Two consented wrestlers developed another rash at new sites during the season. A total of 36 rashes were tested. Twenty-three (64%) were direct microscopy positive for tinea. Table 1 details rashes that developed at the seventeen high schools and direct microscopy results.
Rash Occurrence by High School and Tinea Gladiatorum Testing Result
High School | No. of Wrestlers that Developed Rash and Were Studied (No. Not Studied) | Positive Direct Microscopy | Negative Direct Microscopy |
---|---|---|---|
1 | 0 | 0 | 0 |
2 | 0 | 0 | 0 |
3 | 1 | 0 | 1 |
4 | 0 | 0 | 0 |
5 | 1 | 1 | 0 |
6 | 4 (2) | 1 | 3 |
7 | 12 (2) | 8 | 4 |
8 | 1 | 1 | 0 |
9 | 3 | 1 | 2 |
10 | 0 | 0 | 0 |
11 | 0 | 0 | 0 |
12 | 3 | 3 | 0 |
13 | 1 | 1 | 0 |
14 | 0 | 0 | 0 |
15 | 3 | 2 | 1 |
16 | 0 | 0 | 0 |
17 | 5 | 4 | 1 |
Total | 34 (4) | 22 | 12 |
5. Discussion
Prior tinea gladiatorum studies surveyed the incidence of rash at one point in time. We prospectively observed a population of wrestlers over time. The overall prevalence of rash over the twelve-week season was less than expected based on published studies of an Iranian wrestling club and wrestlers at a Pennsylvania high school. Both these groups were evaluated at places and times that did not include a skin inspection protocol which removed wrestlers with rash from competition.

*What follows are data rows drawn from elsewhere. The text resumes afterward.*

PR #2285, opened 2020-01-17
changed: avoid near-duplicate code

akva2:
I see no reason why this code is duplicated like this.

### DIFF
--- a/ebos/eclproblem.hh
+++ b/ebos/eclproblem.hh
@@ -2932,80 +2932,44 @@ private:
         return eclState.fieldProps().get_global_int(prop);
     }
 
-    void updatePvtnum_()
+    template<class T>
+    void updateNum(const std::string& name, std::vector<T>& numbers)
     {
         const auto& simulator = this->simulator();
         const auto& eclState = simulator.vanguard().eclState();
 
-        if (!has_int_prop(eclState, "PVTNUM"))
+        if (!has_int_prop(eclState, name))
             return;
 
-        const auto& pvtnumData = get_int_prop(eclState, "PVTNUM");
+        const auto& numData = get_int_prop(eclState, name);
         const auto& vanguard = simulator.vanguard();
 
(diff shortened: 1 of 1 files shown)


akva2:
jenkins build this please

ebos/eclproblem.hh
```diff
@@ -2932,80 +2932,44 @@ private:
         return eclState.fieldProps().get_global_int(prop);
     }
 
-    void updatePvtnum_()
+    template<class T>
```
bska: Why `template`?  Since this internally uses `has_int_prop()` and `get_int_prop()` the function itself isn't usable for anything other than `T = int`.

akva2: because pvtnum is std::vector<int> and the others are std::vector<unsigned short>

bska: >> Why `template`?
>
> because pvtnum is `std::vector<int>` and the others are `std::vector<unsigned short>`

Okay, but then this probably needs some additional work before it's ready.  In particular since `numData` will unconditionally be `vector<int>`, we should probably make the type conversion explicit when assigning to the result vector (`numbers`).  Finally, it's **possible** that the `*NUM` vectors contain zero values in inactive cells in which case   unconditionally subtracting one will be troublesome for the unsigned representations.

Of course these problems already exist in the functions you're replacing, but I think this would be a good opportunity to correct those oversights.

akva2: i can add the cast but i don't understand what you intend to do about the subtraction. seeing that these cells are inactive, i don't think we would ever read those values later?

bska: > i don't understand what you intend to do about the subtraction.

```C++
numbers[elemIdx] = static_cast<T>(std::max(numData[cartElemIdx], 1) - 1);
```

akva2:
jenkins build this please

bska:
Merging now as the build check was successful.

The lower 4.3% prevalence we found compared with previously reported 24% incidence may be explained by the effectiveness of the required skin inspection prior to each competition protocol. Other factors may include the geographical location of Minnesota (cold, lower humidity winters). Prevalence can vary depending on geographical region (7).
Thirty-six percent of the rashes that were visually suspicious for tinea were direct microscopy negative. Nummular eczema, pityriasis roseola, granuloma annulare and other conditions can mimic tinea. Confirmatory testing is important for accurate diagnosis.

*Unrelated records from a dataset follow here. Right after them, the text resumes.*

PR #2287, opened 2020-01-17
avoid instancing a new Runspec from deck to obtain active phases

akva2:
this is already available in the eclipseState.
in particular, this is preparing for the case where only the
root-process has a deck instance.


akva2:
jenkins build this please

bska:
> I'll merge when the build test succeeds.

Build test came back green.  I'll merge into master now.  Thanks a lot.

PR #2290, opened 2020-01-20
Avoid deck usage on non-root processes setting up FluidSystem

akva2:
Downstream of https://github.com/OPM/opm-material/pull/383


bska:
I'll merge into master.  Thanks a lot.

akva2:
(We did have the shared_ptr support before, I just reduced the boilerplating).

Study limitations include the previously reported incidences of 24% wrestlers having tinea gladiatorum were likely surveyed during an outbreak. Seven percent of the high school wrestlers in the geographical region we followed competed on the two high schools that were not monitored. Also four wrestlers being monitored developed rashes that were not tested. Assuming all four rashes were tinea, the highest prevalence would have been 26 out 510 wrestlers (5.0%) developing tinea. Hygiene elements like wrestling mat sanitization, skin wipes, washing by wrestlers, and pretreatment with barrier foam prior to exposure are felt to be important preventative methods. These were assumed to be fairly uniform throughout our study population.
Accurate tinea prevalence reporting will facilitate future preventative study planning. Preventative methods effective in wrestling can be applied to other sports with risks for transmittable skin infections.